Unsere Community-Autorin Anna-Lena Maier steckt gerade im Hamburger Wahlkampf und in der Kita-Eingewöhnung, außerdem arbeitet sie Vollzeit. Warum sie sich das antut? Weil es nicht damit getan ist, dass ab und zu ein Bild von einer Politikerin mit Baby im Parlament durch Twitter geistert, das dann alle feiern.

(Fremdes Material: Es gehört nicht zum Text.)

PR #2363, opened 2020-03-02
Update mongodb backups doc

sarahseewhy:
* Tighten language
* Fix broken link to another manual page
* Create "Restoring" sections to focus reader on relevant content
* Add a way for readers to ascertain which machines have enabled S3 backups and thus also contain the `mongodb-restore-s3` script.
* Replace Amazon with AWS for precision

I have tested the page locally and it looks OK.

### DIFF
--- a/source/manual/mongodb.html.md
+++ b/source/manual/mongodb.html.md
@@ -34,9 +34,11 @@ The timings are defined by parameters [set in the manifest](https://github.com/a
 These backups are encrypted using GPG, but the functionality is similar to mongodump.
 
 ### Restoring
-Use the `/usr/local/bin/mongodb-restore-s3` script available on the MongoDB machine cluster. 
+Use the `/usr/local/bin/mongodb-restore-s3` script available on MongoDB machines which have S3 backup enabled. 
 
 This script grabs the latest backup from the S3 bucket, decrypts and unpacks it, and does a `mongo restore`.
+
+Machines which have enabled S3 backups and contain the script will have `mongodb::backup::s3_backups` set to `true` in the yaml configuration (see [`govuk-puppet`](https://github.com/alphagov/govuk-puppet)).
 
 ### mongodumps via `govuk_env_sync` in AWS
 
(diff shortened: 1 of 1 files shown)


source/manual/mongodb.html.md
```diff
@@ -5,37 +5,45 @@ layout: manual_layout
 parent: "/manual.html"
 section: Backups
 type: learn
-last_reviewed_on: 2019-08-06
+last_reviewed_on: 2020-03-02
 review_in: 6 months
 ---
 
-We have 2 ways of taking MongoDB backups.
+There are two ways of taking MongoDB backups.
```
sengi: Aren't there three listed here? 🤔

 * automongodbbackup
 * mongodumps to S3
 * mongodumps via `govuk_env_sync` in AWS?

source/manual/mongodb.html.md
```diff
@@ -5,37 +5,45 @@ layout: manual_layout
...
+These backups are encrypted using GPG, but the functionality is similar to mongodump.
+
+### Restoring
+Use the `/usr/local/bin/mongodb-restore-s3` script available on MongoDB machines which have S3 backup enabled. 
+
+This script grabs the latest backup from the S3 bucket, decrypts and unpacks it, and does a `mongo restore`.
+
+Machines which have enabled S3 backups and contain the script will have `mongodb::backup::s3_backups` set to `true` in their yaml configuration (see [`govuk-puppet`](https://github.com/alphagov/govuk-puppet)).
 
 ### mongodumps via `govuk_env_sync` in AWS
```
sengi: We need restore instructions for this. Doesn't need to happen in this PR though. I think there might already be a card on the RE GOV.UK "Doing" Trello board for it.

source/manual/mongodb.html.md
sarahseewhy: The header formatting makes it a bit ambiguous. "mongodumps via `govuk_env_sync` in AWS" is formatted as a sub-heading of "mongodumps". 

This is likely to distinguish between the two types of mongodumps and the `automongodbbackup` third-party script. 

It boils down to a stylistic choice: yes, there are technically three ways but they fall into two main approaches.

I'm not fussed. 🤷‍♀

source/manual/mongodb.html.md
sarahseewhy: Noted 👍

Termine, Termine und noch ein Termin

Diesen Text wollte ich eigentlich vor zwei Wochen schreiben. Ich kam aber nicht dazu, denn: Ich kandidiere für die SPD bei den Wahlen zur Hamburgischen Bürgerschaft auf dem Landeslistenplatz 48 (da muss man zugegebenermaßen schon ein wenig suchen). Der Wahlkampf geht jetzt in die heiße Phase. Man könnte und sollte also eigentlich jeden Abend bei einem anderen politischen Termin sein. An den Wochenenden werden Infostände betreut und Tür-zu-Tür-Aktionen durchgeführt, und die regulären Sitzungen und Abstimmungstermine finden natürlich auch noch statt. So ein Wahlkampf fühlt sich an wie ein Studium während der Klausurenphase: man könnte immer noch mehr machen. Noch ein Gespräch mit potenziellen Wähler*innen, noch eine Veranstaltung mitnehmen, noch einen Hausbesuch einplanen. Doch mit Kleinkind, Vollzeitjob und einem Partner mit eigenen Verpflichtungen und Ambitionen stellt sich die Lage einfach ein wenig anders dar.

Die Vereinbarkeitslüge

Meinen Flyer haben mein Mann, der gerade ein Unternehmen gründet, und ich nachts designt. Meine Social-Media Posts mache ich abends während der Einschlafbegleitung, in der Hoffnung, dass meine Tochter es nicht bemerkt. Wenn ich fürs Zubettbringen überhaupt zuhause bin. Oft antworte ich nebenbei noch auf erschütternde Hassnachrichten von Rechtsextremen, an die ich mich immer noch nicht gewöhnt habe. Gleichzeitig befinde ich mich im Endspurt meiner Promotion und arbeite Vollzeit als wissenschaftliche Mitarbeiterin. Geistig gebe ich also Vollgas, körperlich macht sich der Druck bemerkbar: Nach einem Jahr Babytragen und vielleicht fünfmal Sport streikte plötzlich der Rücken, sodass ich wochenlang wie eine Piratin lief. Ach ja, und wir sind mitten in der Kita-Eingewöhnung. Im Januar und Februar. Eltern wissen, was das heißt – Erkältungen, wie man sie jahrelang nicht kannte, strecken die ganze Familie nieder. Dabei müssen gerade jetzt alle funktionieren, denn sobald eine*r von uns ausfällt, fällt das ganze Kartenhaus der Vereinbarkeit zusammen.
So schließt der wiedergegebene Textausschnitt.